Wstyd! Ruch Chorzów przegrał derby i grozi mu spadek, a piłkarze balują w najlepsze!

2018-04-03 13:12

Sytuacja Ruchu Chorzów nie należy do najłatwiejszych. Klub zajmuje ostatnie miejsce w tabeli Nice 1. Liga, do bezpiecznej pozycji traci już 13 punktów, a na dodatek przegrywa mecz za meczem. Ostatnio poległ w derbowym starciu z GKS-em Tychy 0:2. Piłkarze Niebieskich w ogóle nie przejmują się położeniem Ruchu. W ubiegły weekend wzięli udział w imprezie zakrapianej alkoholem, gdzie sami podobno palili papierosy i fajki wodne.

Kibice i działacze klubu dowiedzieli się o imprezie z mediów społecznościowych. Obszerną relację umieścił w nich piłkarz Zagłębia Sosnowiec, Dariusz Bernaś. Na zamieszczonych fotografiach można było poznać Vilima Posinkovicia i Bojana Markovicia, czyli zawodników Ruchu Chorzów. Obaj panowie wystąpili w sobotnich derbach z GKS-em Tychy. Marković rozegrał pełne 90 minut, a Posinković wszedł na boisko w drugiej połowie. Niebiescy przegrali 0:2, ale zawodnicy długo nie rozpamiętywali słabego występu.

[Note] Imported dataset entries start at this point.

PR #6215, opened 2019-10-24
promql: Eliminate dead code

slrtbtfs:
This PR removes some dead code from the parser.

Reason why the code is dead:
peek() already ensures to not return a ItemComment so checking for this again
is redundant.


juliusv:
I only capitalized it so it's visible from outside the package :) But LGTM.

PR #6217, opened 2019-10-24
Fix Windows support for custom-sd adapter

### LINKED ISSUE #6208: custom-sd writeOuput fails on Windows due to filehandle semantics
It is not possible to run the `custom-sd` adapter on Windows:

```text
err="rename C:\\Users\\bgagnon\\AppData\\Local\\Temp\\sd-adapter518011287 custom_sd.json: 
The process cannot access the file because it is being used by another process."
```

This is because of the `defer` on the tmpfile handle in the `writeOutput()` function:

```go
 	defer tmpfile.Close()

	_, err = tmpfile.Write(b)
	if err != nil {
		return err
	}

	err = os.Rename(tmpfile.Name(), a.output)
```
On Windows, the file must be closed _before_ it is moved.

I understand support for Windows is not a priority, but in this case the fix looks simple enough. Developing simple things like a custom_sd is convenient to do with the native tooling of a workstation.

I think this problem was alluded to in #6079

bgagnon:
Fixes #6208, with test.

### DIFF
--- a/documentation/examples/custom-sd/adapter/adapter.go
+++ b/documentation/examples/custom-sd/adapter/adapter.go
@@ -128,6 +128,9 @@ func (a *Adapter) writeOutput() error {
 		return err
 	}
 
+	// Close the file immediately for platforms (eg. Windows) that cannot move
+	// a file while a process is holding a file handle
+	tmpfile.Close()
 	err = os.Rename(tmpfile.Name(), a.output)
 	if err != nil {
 		return err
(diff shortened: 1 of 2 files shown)


documentation/examples/custom-sd/adapter/adapter.go
```diff
@@ -128,6 +128,9 @@ func (a *Adapter) writeOutput() error {
 		return err
 	}
 
+	// Close the file immediately for platforms (eg. Windows) that cannot move
+	// a file while a process is holding a file handle
```
simonpasquier: (nit) missing dot

bgagnon:
@simonpasquier is anything else needed for this PR?

simonpasquier:
Thanks!

PR #6219, opened 2019-10-25
tsdb: remove unnecessary WALSegmentSize check

huanggze:
WALSegmentSize is always non-negative. The outer if statement seems unnecessary.

Signed-off-by: huanggze <loganhuang@yunify.com>


huanggze:
I didn't find the entry to disable wal or the way to make WALSegmentSize negative. Is this a feature in plan? If I didn't misunderstand, I think we are good to remove the check for negative value.

huanggze:
That's true, thanks

PR #6224, opened 2019-10-25
[ENHANCEMENT] scrape : Scrape fail retry

liguozhong:
Background：
When we encountered the network jitter during the pressure test, the scrape failed, which eventually caused the graffana's dashboard to be completely unavailable. I look forward to providing scrape's retry mechanism to deal with the short-term unavailability of network devices.

image
up==0
image
PR config
image
debug 
image


brian-brazil:
Thanks for your PR. We purposefully do not retry, as putting more load on
an overload system is unwise. In general you should be gracefully be able
to handle a failed scrape.

liguozhong:
Thank you for your review. 
In our team's IDC, there are hundreds of thousands of servers connected via network devices. Sporadic unavailability of network devices is a common phenomenon, but our business systems can avoid request failures by retrying. We very much hope that the monitoring system Prometheus can also have the ability to tolerate errors like retrying like a business system.

liguozhong:
The cpu of the collected target is very low, but the network router occasionally has problems causing scrape to fail.

Please help me solve this problem, I am working full-time on prometheus in a company, if it is confirmed that prometheus can not be used in our production environment monitoring. Then maybe our company's prometheus will have to go offline.

liguozhong:
image

We use prometheus to monitor istio envoy. The failure of scrape makes our business development judge the prometheus dashboard is not reliable. This problem is very troublesome for us.

liguozhong:
image
The problem of scrape failure happened again in the early hours of the morning.

brian-brazil:
Retries were explicitly removed many years ago, there's no plans to re-add them. If you're looking for 100% accuracy, then Prometheus is probably not for you.

liguozhong:
This is really a bad news for us, but thank you very much for your guidance.

roidelapluie:
I encourage you to put a proxy between Prometheus and the target if you really need this. But you have to be aware of the implications.

liguozhong:
> I encourage you to put a proxy between Prometheus and the target if you really need this. But you have to be aware of the implications.

Thank you very much for your suggestion. The logic of the scrape module retrying 3 times has been running stably for 3 weeks. Although it is very simple to modify, it makes our prometheus server a reliable and reliable monitoring platform. 
Our business side is currently very satisfied with prometheus and is using this prometheus to participate in Taobao's 11.11 global promotion festival.

brian-brazil:
We looked at this in the bug scrub, and this does not make sense for the reasons given above so we're closing it.

PR #6225, opened 2019-10-26
React UI: Simplify query history setting code

juliusv:
The metric names only get loaded once initially, so there is no reason
to mix them up with the handling of ongoing query history.


juliusv:
@boyskila small simplification PR

boyskila:
Yes, it's better now since is just a setState call

juliusv:
I take that as a :+1: :)

PR #6227, opened 2019-10-26
promtool: Add check for expression validation

weeezes:
Option to validate expression syntax through promtool, so a running Prometheus isn't required for syntax checking.

### DIFF
--- a/cmd/promtool/main.go
+++ b/cmd/promtool/main.go
@@ -40,6 +40,7 @@ import (
 
 	"github.com/prometheus/prometheus/config"
 	"github.com/prometheus/prometheus/pkg/rulefmt"
+	"github.com/prometheus/prometheus/promql"
 	"github.com/prometheus/prometheus/util/promlint"
 )
 
@@ -63,6 +64,9 @@ func main() {
 	).Required().ExistingFiles()
 
 	checkMetricsCmd := checkCmd.Command("metrics", checkMetricsUsage)
+
+	checkExpressionCmd := checkCmd.Command("expression", "Check validity of PromQL expression")
+	checkExpr := checkExpressionCmd.Arg("expr", "PromQL query expression.").Required().String()
 
 	queryCmd := app.Command("query", "Run query against a Prometheus server.")
 	queryCmdFmt := queryCmd.Flag("format", "Output format of the query.").Short('o').Default("promql").Enum("promql", "json")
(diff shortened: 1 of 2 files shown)


cmd/promtool/main.go
```diff
@@ -377,6 +384,18 @@ func CheckMetrics() int {
 	return 0
 }
 
+// CheckExpression validates if the input expression is a valid PromQL expression
+func CheckExpression(expr string) int {
```
bwplotka: I know we would break consistency, but can we just return error here? This function is super basic. This will allow us to unit test it without this 
```
defer func() { os.Stderr = stderr }()
os.Stderr = os.NewFile(0, os.DevNull)
```

But I guess this would mean changing interface for all commands here..

cmd/promtool/main_test.go
```diff
@@ -78,3 +79,19 @@ func mockServer(code int, body string) (*httptest.Server, func() *http.Request)
 	}
 	return server, f
 }
+
+func TestCheckExpression(t *testing.T) {
+	// Temporarily move error output from CheckExpression calls
+	// to /dev/null, only return value is relevant
+	stderr := os.Stderr
+	defer func() { os.Stderr = stderr }()
```
bwplotka: Alternatively (to the comment above) I would just remove this. I think it's ok to log something on unit test.

cmd/promtool/main.go
weeezes: I could have a go at it at some point later, to refactor all of it to return an error instead of just an integer! I can report an issue to track it if that helps :). Doing it in the same PR would either make this one a lot bigger (if changing all of them) or introduce inconsistency (if just changing this single one) :sweat_smile: .

cmd/promtool/main_test.go
weeezes: It makes the test output quite confusing when testing that the error case is handled properly:

```
Error while validating: parse error at char 18: unexpected end of input inside braces
PASS
ok  	github.com/prometheus/prometheus/cmd/promtool	0.020s
```

Can ofc remove the lines and allow it, but to me that looks quite dirty :smile: . Let me know if that's still OK and I'll make it log :).

brian-brazil:
@simonpasquier Is there anything blocking merging this?

Can you fix the conflicts?

roidelapluie:

You can now do `promtool promql format` to achieve this, so we are closing this pull request.

Issue #6163, opened 2019-10-17
React UI: Ensure compliance with external URL and route prefix settings


juliusv:
We need to ensure that the [new React UI](https://github.com/prometheus/prometheus/pull/5694) works correctly with different values set for the `--web.external-url` and `--web.route-prefix` Prometheus command-line flags.

juliusv:
To elaborate on the problem here: the entire React UI (using create-react-app) is built and bundled expecting a particular path to be served on, then the resulting bundle is compiled into the Prometheus Go binary. But Prometheus needs to be able to dynamically change the path that the React app is expecting to be served on.

E.g. if someone sets the `--web.route-prefix=/my/prefix` flag, then the React app (and all legacy assets/endpoints) should be served under `/my/prefix/new` instead of `/new`. I'm not sure how to dynamically inject the expected serving path into the finished + compiled-in React app bundle.

juliusv:
One option: have Prometheus dynamically inject something like `<script>PATH_PREFIX = "/my/prefix";</script>` into the React bundle's cryptic `index.html` file and then refer to that global variable from the TypeScript files (needs a `declare var PATH_PREFIX: any;` to make TypeScript understand that this global variable exists).

juliusv:
On this.

roidelapluie:
@juliusv do you know if that is in 2.14.0?

juliusv:
@roidelapluie Should be! But if you found a bug, let me know :)

roidelapluie:
Yes that is simply not working

roidelapluie:
It does work only when I do add a trailing slash. /new -> NOK -- /new/ -> OK

juliusv:
Hmm, `http://localhost:9090/foo/bar/new` works totally fine for me (with `--web.external-url=http://localhost:9090/foo/bar`). Or did you also set `--web.route-prefix`?

roidelapluie:
Yes we have both

roidelapluie:
--web.external-url=https://XXXX/prometheus/XXXX2/ --web.route-prefix=/

juliusv:
Yeah, can reproduce. I did:

```
./prometheus --web.external-url=http://localhost:9090/foo/bar --web.route-prefix=/
```

With an nginx config of:

```
http {
 server {
   listen 0.0.0.0:19090;
   location /foo/bar/ {
     proxy_pass http://localhost:9090/;
   }
 }
}
events {
}
```

Two separate issues, it seems:

[...]

PR #6229, opened 2019-10-26
React UI: Serve React UI under /new

juliusv:
This makes React UI URLs look nicer than the previous
/static/graph-new/app.html, but internally still serves all React UI
files from the compiled-in static assets directory.

Also, to allow future usage of the React / Reach router, we need to
serve the main React app's index.html on certain sub-paths that
correspond to current Prometheus's UI pages, instead of trying to serve
actual files that match the provided path name.

### DIFF
--- a/.gitignore
+++ b/.gitignore
@@ -18,5 +18,5 @@ benchmark.txt
 /documentation/examples/remote_storage/example_write_adapter/example_writer_adapter
 
 npm_licenses.tar.bz2
-/web/ui/static/graph-new
+/web/ui/static/react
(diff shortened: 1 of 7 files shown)


juliusv:
@simonpasquier 

FYI @boyskila

juliusv:
@SuperQ changed the base path from `/react` to `/new` and renamed the PR + commit.

juliusv:
FWIW we're going to have a fun time with https://github.com/prometheus/prometheus/issues/6163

Jeśli wierzyć mediom społecznościowym, na imprezie obecny był również zawodnik GKS-u Katowice, Armin Cerimagić. Alkoholu nie brakowało. Były też szisze i inne używki. Jeden z piłkarzy podobno był w takim stanie, że rozebrał się w klubie i śpiewał piosenki, trzymając w dłoniach papierosa. Inni relacjonują, że Posinković przyklejał sobie banknoty do twarzy.

Do doniesień ustosunkował się już Ruch Chorzów. Klub ustalił, że najpierw porozmawia z zawodnikami, a potem podejmie działania. Dziennikarz Leszek Błażyński poinformował, że zapisy w umowie Posinkovicia dają klubowi prawo do rozwiązania umowy z winy piłkarzy. Pytanie tylko, czy chorzowianie z takiej opcji skorzystają? Dariusz Bernaś, który rozpętał całą lawinę, przeprosił na Instagramie kibiców Ruchu i wszystkich, którzy poczuli się oburzeni opublikowanymi zdjęciami.